## Knapsack of IntegersProblem #123 |

Famous programming problem of **Packing the Knapsack** have several variants. The general statement is like following:

**Given a set of items, each of which have some Weight and Value, we want to select some of them to pack into
the knapsack which has limit of Maximum-Weight. The goal of selection is to maximize the Total-Value of packet items.**

It is told that the problem have a number of appications in transportation, logistics etc - think of building the train of railway cars (with varying content and cost), loading ships with containers or aircrafts with boxes, parcels - besides this it could be the part of more complex algorithms in networking, data transferring software etc.

Three common variants of the problem are:

**Unbounded knapsack**- when items of each kind are presented in unlimited amount.**Bounded knapsack**- each type of item is presented in several copies (we know amount for each type).**0/1 knapsack**- there is a single copy of each type of item, so any type/item could be either included (`1`

) or not (`0`

).

The last of three is the most popular and so we'll try to solve this. If the weights of the items are given with
arbitrary **real** numbers, the problem can not be solved efficiently. However with integer weights we can use
**dynamic programming** approach, increasing weight by iterations.

Trivial approach would be to try all combinations of items. There are `2^N`

of them and it will work for about `20`

items in several seconds. However for larger values we are to use dynamic programming.

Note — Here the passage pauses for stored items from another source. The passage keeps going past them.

PR #10654, opened 2022-08-04
linkers: detection should invoke the linker with lang_link_args only

eli-schwartz:
Currently we invoke it with lang_args only, which is wrong and probably useless.

Fixes misdetecting the linker when overridden as -fuse-ld, which led to Meson trying to pass incompatible flags, outright failing if CFLAGS contained flags that only work with a non-default linker, or in the most benevolent case, having the status log report the wrong linker.

/cc @unhappy-ending @thesamesam


unhappy-ending:
I can confirm this fixes the issue. Thank you so much for your time and work on this!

Suppose we have a set of items, labeled with numbers from `1`

to `N`

. Each of them has the known weight `w[i]`

and
the value `v[i]`

.

Let us iterate through these items and on each
iteration examine all possible weight limits `W`

from `0`

to `Wmax`

(capacity of knapsack) and try to find the
answer for the given `W`

and subset of items from `1`

to `i`

:

```
FOR i IN 1..N
FOR w IN 0..Wmax
subset = items from 1 to i
solve_knapsack(subset, w)
END FOR
END FOR
result = solve_knapsack(items from 1 to N, Wmax)
```

Here `solve_knapsack`

function returns the value of selected items (for given set and weight limit) and could be
performed in a single choice, using previously calculated values.
Really, for `i-th`

element we could either include it or not.

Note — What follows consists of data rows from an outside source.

PR #10613, opened 2022-07-18
cmake: Change assertion int a more useful error (fixes #9925)

mensinda:

PR #10656, opened 2022-08-04
cmake: Add rule relaxations for CMake subprojects (fixes #10613)

mensinda:
It ended up being more intrusive than I would have liked, but this was the only way to implement exceptions, without allowing projects to access files in the build directory.

This still won't address the issue of being able to address files in the build directory in general if the build directory is not located anywhere inside the meson project.

### DIFF
--- a/mesonbuild/interpreter/interpreter.py
+++ b/mesonbuild/interpreter/interpreter.py
@@ -92,6 +92,7 @@ from .type_checking import (
 from . import primitives as P_OBJ
 
 from pathlib import Path
+from enum import Enum
 import os
 import shutil
 import uuid
@@ -240,6 +241,16 @@ TEST_KWARGS: T.List[KwargInfo] = [
     KwargInfo('verbose', bool, default=False, since='0.62.0'),
 ]
 
+class InterpreterRuleRelaxation(Enum):
+    ''' Defines specific relaxations of the Meson rules.
+
+    This is intended to be used for automatically converted
+    projects (CMake subprojects, build system mixing) that
+    generate a Meson AST via introspection, etc.
+    '''
+
+    ALLOW_BUILD_DIR_FILE_REFFERENCES = 1
+
 permitted_dependency_kwargs = {
     'allow_fallback',
     'cmake_args',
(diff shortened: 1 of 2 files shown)


eli-schwartz:
So this allows cmake to access any build files, yes? Is the general idea here, something that could also be used to solve... I seem to recall previous issues with CMake subprojects running into sandbox violations if they tried to use pkg-config dependencies from another subproject? Does this help with that?

eli-schwartz:
The commit message is wrong, and tries to claim it's fixing the wrong bug.

Aside: I think it's better to have the "fixes #NNNN" on its own line.

mensinda:
> So this allows cmake to access any build files, yes?

Yes. I could narrow it down to only allow it to access build files from the current subproject, but I am not sure if this is worth it at this point.

> Is the general idea here, something that could also be used to solve...

I could either have added a boolean flag just for this case, or a more general solution (which is what I have chosen). I don't know of any other problem (currently) that might need another Meson rule relaxation, but I **really** want to avoid a scenario where another exemption is needed and the flags keep piling up.

Regarding the pkg-config thing, I think there were other problems, but it has been a long time and I should look into that again.

mensinda:
> The commit message is wrong, and tries to claim it's fixing the wrong bug.

Thanks, it is fixed now.

jpakkane:
> I could narrow it down to only allow it to access build files from the current subproject, but I am not sure if this is worth it at this point.

Most definitely yes. Any hole in the sandbox will be exploited by end users. We have seen that many, many, many times. In fact it would be better if the fix did not add new relaxation permissions but instead would verify absolute paths and allow them if they point to the current subproject build dir.

eli-schwartz:
@jpakkane

There's context here. In the linked bug report I already insisted we must not permit, in the general case, to use files in the build dir at all.

This PR therefore permits it only for CMakeLists.txt, which is basically wild west stuff. Our only goal is to try as best we can to merge the build edges "somehow", and not necessarily to enforce stuff like sandboxes.

It doesn't seem unreasonable to me to therefore say that the sandbox is out of scope for cmake subprojects. That's also the reason I wondered if it was useful to enable getting *-uninstalled.pc in a cmake subproject by adding the meson-uninstalled directory to cmake's pkg_config_path (because in the end we only get the full paths cmake writes out, not annotated objects like an Internal dependency).

tristan957:
Thanks for your work on this issue @mensinda. Very much appreciated.

mesonbuild/interpreter/interpreter.py
```diff
@@ -240,6 +241,16 @@ def dump_value(self, arr, list_sep, indent):
...
 
+class InterpreterRuleRelaxation(Enum):
+    ''' Defines specific relaxations of the Meson rules.
+
+    This is intended to be used for automatically converted
+    projects (CMake subprojects, build system mixing) that
+    generate a Meson AST via introspection, etc.
+    '''
+
+    ALLOW_BUILD_DIR_FILE_REFFERENCES = 1
```
FichteFoll, line 252: *RE~~F~~FERENCES*, probably?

- if we do not include it, the total value would be the same as for items from
`1`

to`i-1`

, and the same limit weight`w`

; - otherwise, the total value would be the same as for items from
`1`

to`i-1`

and limit weight`w-w[i]`

(current limit reduced by the weight of item being added) plus the value of the current element`v[i]`

since it is added.

We only need to choose which value is greater. It will look like:

```
FUNCTION solve_knapsack(items from 1 to i, weight_limit)
valueNo = solve_knapsack(items from 1 to i-1, weight_limit)
IF weight_limit < w[i] THEN
return valueNo # we can't add current item anyway
END IF
valueYes = solve_knapsack(items from 1 to i-1, weight_limit - w[i]) + v[i]
return max(valueYes, valueNo)
END FUNCTION
```

If we will store previous results given by `solve_knapsack`

in array (or rectangular matrix since there are two
parameters) we got the DP algorithm. Note that internal "call" to `solve_knapsack`

can be performed with such a
pair of parameters for which calculation has never taken place before - we should return `0`

for such cases.

You are given a set of items - their weights and values. Also you are told the maximum total weight (capacity of the knapsack). Return the maximum possible value of chosen items.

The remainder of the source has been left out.